• [The data]:

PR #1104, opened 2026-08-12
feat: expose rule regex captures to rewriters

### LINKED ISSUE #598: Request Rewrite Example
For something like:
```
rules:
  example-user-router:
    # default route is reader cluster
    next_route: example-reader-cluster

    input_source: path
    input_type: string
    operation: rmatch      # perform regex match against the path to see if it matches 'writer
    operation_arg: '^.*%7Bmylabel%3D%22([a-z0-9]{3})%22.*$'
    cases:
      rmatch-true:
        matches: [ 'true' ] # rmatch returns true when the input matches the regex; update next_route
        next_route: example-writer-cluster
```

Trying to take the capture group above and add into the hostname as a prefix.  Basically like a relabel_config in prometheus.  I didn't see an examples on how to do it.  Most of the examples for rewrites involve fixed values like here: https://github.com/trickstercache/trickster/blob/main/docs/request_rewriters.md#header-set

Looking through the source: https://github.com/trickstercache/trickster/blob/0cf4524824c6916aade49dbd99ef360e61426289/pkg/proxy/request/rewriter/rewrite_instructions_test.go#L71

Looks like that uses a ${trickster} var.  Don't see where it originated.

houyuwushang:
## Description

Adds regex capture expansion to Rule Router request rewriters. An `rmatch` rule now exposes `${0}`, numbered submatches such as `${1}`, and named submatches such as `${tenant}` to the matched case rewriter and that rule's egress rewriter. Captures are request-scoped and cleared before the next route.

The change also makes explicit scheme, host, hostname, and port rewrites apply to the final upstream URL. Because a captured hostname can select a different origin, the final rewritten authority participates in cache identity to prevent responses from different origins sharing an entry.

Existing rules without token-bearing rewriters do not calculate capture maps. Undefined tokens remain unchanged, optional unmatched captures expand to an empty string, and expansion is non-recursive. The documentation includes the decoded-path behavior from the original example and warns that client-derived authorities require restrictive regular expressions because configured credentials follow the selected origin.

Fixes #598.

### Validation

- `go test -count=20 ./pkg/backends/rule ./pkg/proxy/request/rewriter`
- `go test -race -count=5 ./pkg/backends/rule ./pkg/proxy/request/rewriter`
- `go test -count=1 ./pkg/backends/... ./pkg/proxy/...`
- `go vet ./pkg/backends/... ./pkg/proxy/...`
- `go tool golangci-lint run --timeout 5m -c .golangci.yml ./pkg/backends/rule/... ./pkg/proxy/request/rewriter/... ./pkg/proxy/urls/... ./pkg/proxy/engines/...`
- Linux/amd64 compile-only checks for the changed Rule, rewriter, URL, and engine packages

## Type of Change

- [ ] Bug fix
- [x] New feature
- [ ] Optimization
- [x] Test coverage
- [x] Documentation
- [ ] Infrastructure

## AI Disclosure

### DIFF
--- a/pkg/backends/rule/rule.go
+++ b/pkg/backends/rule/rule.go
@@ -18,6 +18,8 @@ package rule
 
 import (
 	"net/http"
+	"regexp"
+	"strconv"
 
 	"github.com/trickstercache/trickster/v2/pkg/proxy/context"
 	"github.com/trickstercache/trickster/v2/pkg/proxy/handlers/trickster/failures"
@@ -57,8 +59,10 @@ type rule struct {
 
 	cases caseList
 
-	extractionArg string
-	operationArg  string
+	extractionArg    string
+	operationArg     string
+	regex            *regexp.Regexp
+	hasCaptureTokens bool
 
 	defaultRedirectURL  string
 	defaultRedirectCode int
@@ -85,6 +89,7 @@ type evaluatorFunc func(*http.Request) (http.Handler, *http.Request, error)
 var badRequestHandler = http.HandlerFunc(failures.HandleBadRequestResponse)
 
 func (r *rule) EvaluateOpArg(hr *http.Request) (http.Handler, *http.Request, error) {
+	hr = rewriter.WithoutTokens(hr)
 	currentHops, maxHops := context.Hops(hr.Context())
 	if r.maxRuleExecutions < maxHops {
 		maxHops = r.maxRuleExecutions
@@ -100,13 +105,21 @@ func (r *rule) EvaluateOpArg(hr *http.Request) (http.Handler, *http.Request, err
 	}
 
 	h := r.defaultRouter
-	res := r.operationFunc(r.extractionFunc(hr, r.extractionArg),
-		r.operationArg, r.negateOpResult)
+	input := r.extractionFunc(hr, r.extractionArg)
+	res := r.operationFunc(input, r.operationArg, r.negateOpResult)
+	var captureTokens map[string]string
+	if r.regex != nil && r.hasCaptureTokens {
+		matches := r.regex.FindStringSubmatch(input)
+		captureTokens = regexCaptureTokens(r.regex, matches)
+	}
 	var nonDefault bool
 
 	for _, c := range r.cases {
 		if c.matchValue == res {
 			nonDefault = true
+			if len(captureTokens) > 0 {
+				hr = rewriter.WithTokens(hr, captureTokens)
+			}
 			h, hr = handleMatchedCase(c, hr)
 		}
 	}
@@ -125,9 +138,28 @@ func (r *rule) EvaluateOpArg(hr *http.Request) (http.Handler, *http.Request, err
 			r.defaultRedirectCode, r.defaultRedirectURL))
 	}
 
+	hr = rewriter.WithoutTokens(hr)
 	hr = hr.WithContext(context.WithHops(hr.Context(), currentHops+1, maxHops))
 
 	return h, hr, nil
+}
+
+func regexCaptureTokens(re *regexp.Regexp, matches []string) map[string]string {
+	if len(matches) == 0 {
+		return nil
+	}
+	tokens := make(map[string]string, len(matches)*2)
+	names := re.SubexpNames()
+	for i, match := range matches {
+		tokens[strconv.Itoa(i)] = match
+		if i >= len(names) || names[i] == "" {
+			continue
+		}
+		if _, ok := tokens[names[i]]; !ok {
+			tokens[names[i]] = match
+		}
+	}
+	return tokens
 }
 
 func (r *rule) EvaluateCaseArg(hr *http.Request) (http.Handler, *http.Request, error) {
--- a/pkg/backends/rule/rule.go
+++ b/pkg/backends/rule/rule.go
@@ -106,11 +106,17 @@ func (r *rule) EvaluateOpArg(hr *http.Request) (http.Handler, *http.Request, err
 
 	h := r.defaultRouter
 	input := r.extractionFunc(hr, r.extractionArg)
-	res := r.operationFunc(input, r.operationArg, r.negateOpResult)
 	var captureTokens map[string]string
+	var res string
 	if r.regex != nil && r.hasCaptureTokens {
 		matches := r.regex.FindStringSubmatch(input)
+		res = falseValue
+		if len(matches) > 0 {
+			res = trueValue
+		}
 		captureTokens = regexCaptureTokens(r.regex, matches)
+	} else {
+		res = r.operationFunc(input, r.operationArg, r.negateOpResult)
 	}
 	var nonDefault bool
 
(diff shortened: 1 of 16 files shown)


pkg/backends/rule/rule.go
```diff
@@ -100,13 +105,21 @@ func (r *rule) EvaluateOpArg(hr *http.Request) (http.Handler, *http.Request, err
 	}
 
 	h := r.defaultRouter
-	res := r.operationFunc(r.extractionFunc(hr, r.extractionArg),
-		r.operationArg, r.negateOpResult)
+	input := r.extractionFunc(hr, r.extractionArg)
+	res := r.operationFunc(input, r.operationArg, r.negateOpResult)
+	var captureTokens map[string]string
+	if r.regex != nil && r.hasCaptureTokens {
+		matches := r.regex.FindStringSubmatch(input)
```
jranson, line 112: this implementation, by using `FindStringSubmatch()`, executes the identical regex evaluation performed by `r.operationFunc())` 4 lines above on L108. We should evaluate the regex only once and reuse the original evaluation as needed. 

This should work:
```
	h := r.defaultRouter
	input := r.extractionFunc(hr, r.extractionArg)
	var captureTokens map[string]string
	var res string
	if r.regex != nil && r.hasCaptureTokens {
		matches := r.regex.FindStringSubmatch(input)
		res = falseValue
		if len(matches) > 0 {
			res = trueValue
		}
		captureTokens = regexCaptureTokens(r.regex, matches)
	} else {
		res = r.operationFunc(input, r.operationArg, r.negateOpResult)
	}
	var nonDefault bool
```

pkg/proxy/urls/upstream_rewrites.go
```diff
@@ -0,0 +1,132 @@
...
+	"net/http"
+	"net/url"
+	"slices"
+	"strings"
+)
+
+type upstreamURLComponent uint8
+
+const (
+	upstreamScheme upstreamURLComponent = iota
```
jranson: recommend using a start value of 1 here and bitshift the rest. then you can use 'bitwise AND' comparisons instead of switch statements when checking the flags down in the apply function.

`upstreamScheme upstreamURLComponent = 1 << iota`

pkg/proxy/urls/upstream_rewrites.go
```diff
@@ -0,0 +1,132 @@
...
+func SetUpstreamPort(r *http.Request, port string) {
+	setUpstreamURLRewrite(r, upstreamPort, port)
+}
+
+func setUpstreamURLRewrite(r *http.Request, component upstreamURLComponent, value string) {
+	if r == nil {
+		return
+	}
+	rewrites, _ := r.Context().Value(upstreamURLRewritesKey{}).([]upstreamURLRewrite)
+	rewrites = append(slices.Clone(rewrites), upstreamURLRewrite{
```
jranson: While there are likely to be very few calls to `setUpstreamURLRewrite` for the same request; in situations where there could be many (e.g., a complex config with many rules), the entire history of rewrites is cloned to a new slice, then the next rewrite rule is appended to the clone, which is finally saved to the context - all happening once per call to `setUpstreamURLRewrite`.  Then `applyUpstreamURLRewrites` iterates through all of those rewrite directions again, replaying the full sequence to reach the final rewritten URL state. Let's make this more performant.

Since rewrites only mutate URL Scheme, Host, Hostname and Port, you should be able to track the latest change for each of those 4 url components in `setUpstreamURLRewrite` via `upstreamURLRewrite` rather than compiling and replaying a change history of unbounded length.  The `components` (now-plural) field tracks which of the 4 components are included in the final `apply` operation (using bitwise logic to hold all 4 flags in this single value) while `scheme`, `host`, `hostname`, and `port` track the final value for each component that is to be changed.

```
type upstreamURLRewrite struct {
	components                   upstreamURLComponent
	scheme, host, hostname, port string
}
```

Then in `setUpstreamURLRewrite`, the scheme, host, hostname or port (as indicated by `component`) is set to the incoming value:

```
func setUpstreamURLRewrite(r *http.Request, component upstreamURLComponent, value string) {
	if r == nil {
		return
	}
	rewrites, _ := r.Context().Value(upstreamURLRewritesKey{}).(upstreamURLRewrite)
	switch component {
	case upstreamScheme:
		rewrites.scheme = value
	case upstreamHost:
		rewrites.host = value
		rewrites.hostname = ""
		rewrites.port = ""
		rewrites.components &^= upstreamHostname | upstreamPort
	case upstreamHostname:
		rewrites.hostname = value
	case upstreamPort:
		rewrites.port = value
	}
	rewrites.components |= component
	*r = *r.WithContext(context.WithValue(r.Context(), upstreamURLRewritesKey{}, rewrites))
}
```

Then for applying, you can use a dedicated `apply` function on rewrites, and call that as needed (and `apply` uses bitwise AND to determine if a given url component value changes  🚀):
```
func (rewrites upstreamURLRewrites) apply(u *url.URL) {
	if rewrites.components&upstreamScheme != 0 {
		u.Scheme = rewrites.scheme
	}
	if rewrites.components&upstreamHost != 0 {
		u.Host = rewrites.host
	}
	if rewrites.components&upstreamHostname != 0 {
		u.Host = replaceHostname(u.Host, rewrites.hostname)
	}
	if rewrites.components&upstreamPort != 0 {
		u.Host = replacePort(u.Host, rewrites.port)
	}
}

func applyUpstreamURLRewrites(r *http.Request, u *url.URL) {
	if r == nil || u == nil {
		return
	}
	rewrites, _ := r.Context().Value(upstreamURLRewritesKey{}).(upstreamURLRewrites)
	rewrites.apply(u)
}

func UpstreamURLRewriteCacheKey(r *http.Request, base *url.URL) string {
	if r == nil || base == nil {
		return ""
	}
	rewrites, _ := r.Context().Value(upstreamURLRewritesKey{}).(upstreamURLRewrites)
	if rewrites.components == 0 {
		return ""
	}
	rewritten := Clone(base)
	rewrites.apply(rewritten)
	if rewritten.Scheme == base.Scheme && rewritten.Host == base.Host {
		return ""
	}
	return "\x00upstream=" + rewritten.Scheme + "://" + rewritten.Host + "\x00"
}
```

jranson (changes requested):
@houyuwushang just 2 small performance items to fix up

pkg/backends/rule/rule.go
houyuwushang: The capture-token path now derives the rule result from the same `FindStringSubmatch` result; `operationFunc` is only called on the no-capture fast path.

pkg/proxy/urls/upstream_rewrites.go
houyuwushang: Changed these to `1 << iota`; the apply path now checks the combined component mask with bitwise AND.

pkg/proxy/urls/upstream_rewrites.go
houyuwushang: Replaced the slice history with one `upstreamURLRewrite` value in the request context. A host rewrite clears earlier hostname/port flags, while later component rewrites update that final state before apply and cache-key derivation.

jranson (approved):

...

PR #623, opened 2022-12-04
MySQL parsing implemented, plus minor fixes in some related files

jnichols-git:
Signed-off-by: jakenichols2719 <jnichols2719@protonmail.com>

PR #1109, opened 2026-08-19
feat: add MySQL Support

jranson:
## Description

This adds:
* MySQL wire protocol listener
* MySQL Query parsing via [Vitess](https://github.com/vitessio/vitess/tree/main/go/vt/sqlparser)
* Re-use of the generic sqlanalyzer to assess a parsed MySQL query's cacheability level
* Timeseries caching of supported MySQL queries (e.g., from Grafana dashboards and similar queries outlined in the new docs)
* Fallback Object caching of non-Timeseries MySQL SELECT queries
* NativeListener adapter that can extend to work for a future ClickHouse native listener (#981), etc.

• [What the task requires]: Copy only the lines in the listing that contain "queries".

• [Response]:
* Timeseries caching of supported MySQL queries (e.g., from Grafana dashboards and similar queries outlined in the new docs)
* Fallback Object caching of non-Timeseries MySQL SELECT queries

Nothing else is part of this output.